Take the Subway
There were no shortage of shady card rooms and gambling dens in NYC that were run by criminal groups, but the more popular card rooms were trying to distance themselves from that element. Some of those clubs were the Mayfair Club, and the Player's Club on the Upper West Side and Play Station down by Union Square. During the glorious poker boom, several celebrities could be spotted at these card rooms including Alex Rodriguez from the New York Yankees, or actor Macaulay Culkin. The Player's Club was hidden in plain sight on Manhattan's Upper West Side, which is populated by wealthy New Yorkers with families.
Mayfair Club
In the 1930s, one of the first clubs, the Mayfair Club started as a bridge, gin rummy and backgammon club. It eventually became the most touted card club in New York. The Mayfair Club was located on a low floor of the Gramercy Park Hotel. Sometime in the early ’80s they began playing poker and the Mayfair moved to East 25th Street, where unique individuals like Phil the Rabbi and Joel Bagels, who would inspire the John Turturro character of Joey Knish in the poker movie “Rounders” were mainstays.

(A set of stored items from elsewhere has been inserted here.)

PR #26, opened 2026-04-23
feat: add OP crates

stevencartavia:
Extract op-alloy-consensus, op-alloy-network, op-alloy-rpc-types, alloy-op-evm, alloy-op-hardforks, and op-revm from upstream into foundry-core.

### DIFF
--- a/crates/op/alloy-op-evm/src/error.rs
+++ b/crates/op/alloy-op-evm/src/error.rs
@@ -1,0 +1,42 @@
+//! Error types for OP EVM execution.
+
+use alloy_evm::InvalidTxError;
+use core::fmt;
+use op_revm::OpTransactionError;
+use revm::context_interface::result::{EVMError, InvalidTransaction};
+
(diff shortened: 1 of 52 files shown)


crates/op/alloy-op-evm/src/error.rs
```diff
@@ -0,0 +1,42 @@
+//! Error types for OP EVM execution.
+
+use alloy_evm::InvalidTxError;
+use core::fmt;
+use op_revm::OpTransactionError;
+use revm::context_interface::result::{EVMError, InvalidTransaction};
+
+/// Newtype wrapper around [`OpTransactionError`] that allows implementing foreign traits.
+#[derive(Debug)]
+pub struct OpTxError(pub OpTransactionError);
```
0xrusowsky: probably useful to impl `Deref`?

zerosnacks:
Closing for now, feature gating seems best direction for the time being

PR #29, opened 2026-04-23
chore: inline compilers inter-crate deps

zerosnacks:
Move internal compilers inter-crate dependencies from workspace `Cargo.toml` to inline `version + path` in each sub-crate's `Cargo.toml`.

This decouples the compilers group's versioning from the workspace root, since each crate group versions independently. Only the cross-group dependency (`foundry-compilers` used by `block-explorers`) remains as a workspace dep.


mablr (approved):
👌

PR #39, opened 2026-04-24
chore: remove `similar-asserts` dependency

zerosnacks:
Remove the `similar-asserts` dependency. It only provided colorized diffs on assertion failure and used the same `PartialEq` comparison as `std::assert_eq!`. All 4 usages were in `#[cfg(test)]` modules and have been replaced with the standard `assert_eq!`.


zerosnacks:
Closes https://github.com/foundry-rs/foundry-core/pull/37

mablr (approved):
nice

figtracer (approved):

The underground clubs, especially the Mayfair Club developed a reputation as a training ground for poker players as a result of a small group of elite players who played at the clubs. Players such as, Stu Unger, Dan Harrington, Howard Lederer, and Erik Seidel winners of World Series of Poker events led to enhancing the Mayfair’s reputation as the premier poker club in New York. Later, the Chesterfield Club in the film “Rounders” was modeled after the Mayfair Club.
Beginning of the End
Beginning of the End
After Ungar, Seidel and others left for Las Vegas underground poker clubs continued to thrive. Bookies, businessmen, numbers runners, drug dealers and hard-hustling professional gamblers all rubbed shoulders in the underground clubs.
Prior to 2000, whenever a poker club was closed down by the police, it was due to criminal offenses such as drugs or weapons. In 2000, Mayor Rudy Giuliani's “Quality of Life" campaign led to the closure of the Mayfair Club and other game halls in New York.